### WHAT YOU HAVE TO DO
Whenever a line below includes the word "AbstractModule", copy that line.

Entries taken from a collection
Segment Open

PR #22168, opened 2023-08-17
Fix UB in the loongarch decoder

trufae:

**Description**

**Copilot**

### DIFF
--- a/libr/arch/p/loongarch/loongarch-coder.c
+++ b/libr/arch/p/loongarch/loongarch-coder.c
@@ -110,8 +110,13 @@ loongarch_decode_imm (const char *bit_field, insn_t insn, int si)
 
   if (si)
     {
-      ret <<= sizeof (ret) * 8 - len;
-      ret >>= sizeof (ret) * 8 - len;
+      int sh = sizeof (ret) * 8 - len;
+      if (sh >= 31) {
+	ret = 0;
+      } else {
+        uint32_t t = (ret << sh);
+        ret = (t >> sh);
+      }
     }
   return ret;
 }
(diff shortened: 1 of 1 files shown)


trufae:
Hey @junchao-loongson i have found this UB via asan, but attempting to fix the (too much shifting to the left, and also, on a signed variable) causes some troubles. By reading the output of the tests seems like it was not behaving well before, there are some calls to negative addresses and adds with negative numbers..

Segment Closed
Segment Open

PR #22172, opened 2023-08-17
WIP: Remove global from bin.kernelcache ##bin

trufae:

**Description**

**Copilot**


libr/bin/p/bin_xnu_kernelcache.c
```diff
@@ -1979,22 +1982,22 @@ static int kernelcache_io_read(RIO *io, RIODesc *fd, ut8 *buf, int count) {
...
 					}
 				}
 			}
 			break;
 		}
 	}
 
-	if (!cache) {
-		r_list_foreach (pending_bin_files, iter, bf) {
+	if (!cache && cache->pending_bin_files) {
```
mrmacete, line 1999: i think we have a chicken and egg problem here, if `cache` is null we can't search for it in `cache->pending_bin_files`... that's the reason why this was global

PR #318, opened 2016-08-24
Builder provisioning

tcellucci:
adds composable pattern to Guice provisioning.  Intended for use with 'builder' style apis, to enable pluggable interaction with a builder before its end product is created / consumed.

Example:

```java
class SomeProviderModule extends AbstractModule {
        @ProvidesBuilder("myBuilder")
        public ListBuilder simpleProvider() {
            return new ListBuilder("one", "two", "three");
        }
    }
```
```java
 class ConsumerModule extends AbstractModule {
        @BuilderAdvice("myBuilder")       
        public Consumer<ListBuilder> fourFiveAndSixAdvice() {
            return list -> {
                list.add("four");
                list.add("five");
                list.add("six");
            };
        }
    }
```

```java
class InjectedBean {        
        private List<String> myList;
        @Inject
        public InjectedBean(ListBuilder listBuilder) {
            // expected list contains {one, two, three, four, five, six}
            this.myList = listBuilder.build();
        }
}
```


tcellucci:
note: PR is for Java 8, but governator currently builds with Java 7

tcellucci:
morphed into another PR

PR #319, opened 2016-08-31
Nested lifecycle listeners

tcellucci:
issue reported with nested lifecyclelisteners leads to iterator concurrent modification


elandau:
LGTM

Segment Closed

### ANSWER SECTION
class SomeProviderModule extends AbstractModule {
 class ConsumerModule extends AbstractModule {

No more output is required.